PR #28, opened 2019-09-20
Revert CSS changes until afer fest.

kialam:
Turns out `100vh` is not the height we want. It can cause background bugs like this if your browser height isn't maximized:
Screen Shot 2019-09-20 at 12 15 35 PM
This PR reverts the CSS changes that caused this new visual regression.

### DIFF
--- a/src/SmartComponents/SamplePage/SamplePage.js
+++ b/src/SmartComponents/SamplePage/SamplePage.js
@@ -288,9 +288,8 @@ class SamplePage extends Component {
                   id="refTab1Section"
                   ref={ this.contentRef1 }
                   aria-label="Tab item 1"
-                  style={ { height: '100vh' } }
               >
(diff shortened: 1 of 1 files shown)


elyezer:
I can't see the black background anymore, checked on firefox:

Screenshot from 2019-09-20 13-52-07

And Chrome:

Screenshot from 2019-09-20 13-52-27

elyezer:
Actually I can still see if I zoom out:

Screenshot from 2019-09-20 13-59-42

Will check again after https://github.com/RedHatInsights/tower-analytics-frontend/pull/29 hits production. It is supposed to completely fix the issue.

elyezer:
With #29 in place, now we don't get the black bar anymore:

Chrome:

Screenshot from 2019-09-20 14-42-12

Firefox:

Screenshot from 2019-09-20 14-43-09

Both with 50% zoom

PR #107, opened 2020-04-08
Roi calculator

kialam:
Related # https://github.com/RedHatInsights/tower-analytics-backend/issues/58
This PR adds the Automation Calculator to the UI.

scolling_chart


benthomasson:
In the description: 
Screen Shot 2020-04-07 at 10 22 07 AM

AparnaKarve:
@kialam This looks really great!

I ran it locally and only have a few css-y kind of suggestions that I have listed below, nothing too compelling.

- Would it be possible to make the left side label bold?
Since for multiple orgs or multiple clusters the text continues to the next line, and it would be nice to get a clear demarcation of the left from the right

Screen Shot 2020-04-09 at 12 03 33 PM

- Can we extend the length of the Top Templates card so that it aligns with the lower edge of the Automation Formula card on the left
Screen Shot 2020-04-09 at 12 07 35 PM

- In the Automation Formula card, is the short-form JT OK? or should we specify Job Template?

Issue #111, opened 2020-04-14
[RFE] Investigate options for Automation Calculator graph


appuk:
# Description
We had lots of suggestions on how we can improve the graph in Automation Calculator tab, this card tracks that

**Describe the solution you'd like**
A couple of ideas:
- [ ] Make the graph to display money savings instead
- [x] Just one bar to show the savings instead of 2 bars for manual and automation
- [ ] maybe specify title as “Automation time vs. Manual time”

Will update the ticket as more ideas pour in, Feel free to add to the above list

kialam:
I think @wenottingham mentioned during planning that this would remain a grouped bar chart with two bars, one bar representing/showing manual cost (e.g. $1200) and the other bar showing automated cost ($.07). Would that be preferable than the above RFE of showing just one bar that represents the delta of the two bars?

kialam:
For savings we need a reasonable default for cost of manual automation.

kialam:
We've decided to go with option 2. Latest changes are deployed to CI.

appuk:
looks great! 👍 
<img width="865" alt="Screen Shot 2020-04-21 at 4 47 53 PM" src="https://user-images.githubusercontent.com/11617351/79912339-e031bd80-83ef-11ea-93a3-2756442fb78f.png">
Verified the following scenarios to test the graph:
- graph when no templates ( no data page)
- less than 15 templates ( no scroll)
- more than 15 templates (scroll functionality enabled)
- more than 25 templates (only 25 templates display)
- tooltip contains manual cost, automation costs and savings
- the eye icon enables/disables the template from graph
- auto rendering when cost/ time changes

PR #114, opened 2020-04-16
Convert to single bar chart with updated tooltips showing savings.

kialam:
Related #111 
This PR changes the graph representing template elapsed run time (manual vs automated) to a single bar chart representing savings per template.

single_bar_savings


bronaghs:
those changes look great on the UI! So clear and concise.

PR #142, opened 2020-05-14
[WIP] Create fetch hook

### LINKED ISSUE #105: Create Reusable Fetch Hook
We would like to create a reusable fetch hook to use across components to reduce the amount of repeat code we have in our code base. Currently, when a container component needs to make a request to the API we use a custom fetchEndpoints method. 

The new reusable fetch hook should:
- Accept any number of APIs as an arguments
- Return the appropriate number of responses 
- Call getUser() method to authorize user token before request/response made
- STRETCH GOAL: hook will return certain booleans that the FE uses to dynamically render UI, e.i. isLoading, emptyState, etc.

brumik:
Closes #105 

Introduces a new hook `useFetch` which accepts two optional params: array to pass to Promise.all and the second optional param is the default data value.

Returns the data, if it is loading, if it had an error and preflight error. 

This PR also will update the previous components to use the fetch hook namely: Notifications, Clusters, ?OrganizationStatiustics?.

### DIFF
--- a/src/Api.js
+++ b/src/Api.js
@@ -128,3 +128,17 @@ export const readROI = ({ params = {}}) => {
     );
     return fetch(url).then(handleResponse);
 };
+
+const API = {
+    getUser: window.insights.chrome.auth.getUser,
+    preflightRequest,
+    templateJobs: readTemplateJobs,
+    clusters: readClusters,
+    chart30: readChart30,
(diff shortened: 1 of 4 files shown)


brumik:
Moved the branch: https://github.com/RedHatInsights/tower-analytics-frontend/pull/150

Issue #81, opened 2020-02-20
Orgs should share colors in different charts if they are in multiple charts


kdelee:
noticing that the colors used across charts for same org is not consistent
For example, MasterReputation goes from a UNC Blue, to blue-green, to mustard yellow

![Screenshot from 2020-02-20 13-33-51](https://user-images.githubusercontent.com/29239279/74969014-db4d8f00-53e9-11ea-971f-10cff6e0e3ba.png)
![Screenshot from 2020-02-20 13-33-40](https://user-images.githubusercontent.com/29239279/74969024-dee11600-53e9-11ea-9d30-6d9a39f0501d.png)

some responses when discussing this:
```
1:41 PM
Corey Welton that's weird
1:41 PM
kialam:speech_balloon: @notting noticed this to. it has to do with the order in which the orgs get returned from the API
1:42 PM
so with 3 separate endpoints, each endpoint can return [orga, org b, orgc], [orgc, orga, orgb], etc.
1:43 PM
the color palette is an array of hex values and we just loop through the orgs and assign it by index value
1:43 PM
this might be worth making an orgs endpoint however, where the UI can query for all the orgs, assign it a color, and then make charts; i dunno
```

jctanner:
migrated to https://issues.redhat.com/projects/AA/issues/AA-146

PR #143, opened 2020-05-18
Converting charts to functional components

brumik:
Closes: #94 closes #102 closes  #103 and closes #104 

* Converts the BarChart, GruppedBarChart, LineChart, PieChart to a functional component.
* Coverts `BaseChart` to a functional component and fixes a `console` error where the `propTypes` were declared inside the component instead of after.

No UI changes as far as I tested it well.

PR #145, opened 2020-05-19
[Depends] Orgs in charts share color

brumik:
Closes: #81 

Builds on: https://github.com/RedHatInsights/tower-analytics-frontend/pull/143

Generating the colours to use in the start for each "name" which are ordered first to keep the same arrays same colours. It may not work if there are different arrays with the same names, but it should solve the problems in the Organisation Statistics page.

**Before**
Screenshot from 2020-05-19 17-25-47

**After**
Screenshot from 2020-05-19 17-24-40

### DIFF
--- a/src/Charts/BarChart.js
+++ b/src/Charts/BarChart.js
@@ -1,37 +1,18 @@
-import React, { Component } from 'react';
+import React, { useState, useEffect } from 'react';
 import initializeChart from './BaseChart';
 import * as d3 from 'd3';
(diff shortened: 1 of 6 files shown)


benthomasson:
Please make a branch on the upstream repo with the name `brumik-org-color-scheme-fix` instead of your own repo.  That will fix the Travis build failures

brumik:
Move to https://github.com/RedHatInsights/tower-analytics-frontend/
#149

PR #148, opened 2020-05-20
Converting charts to functional components

brumik:
Closes: #94 closes #102 closes #103 and closes #104

Converts the `BarChart`, `GruppedBarChart`, `LineChart`, `PieChart` to a functional component.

What needs to be done:
Show every line from the listing that contains "zoom".

Task solution:
Actually I can still see if I zoom out:
Both with 50% zoom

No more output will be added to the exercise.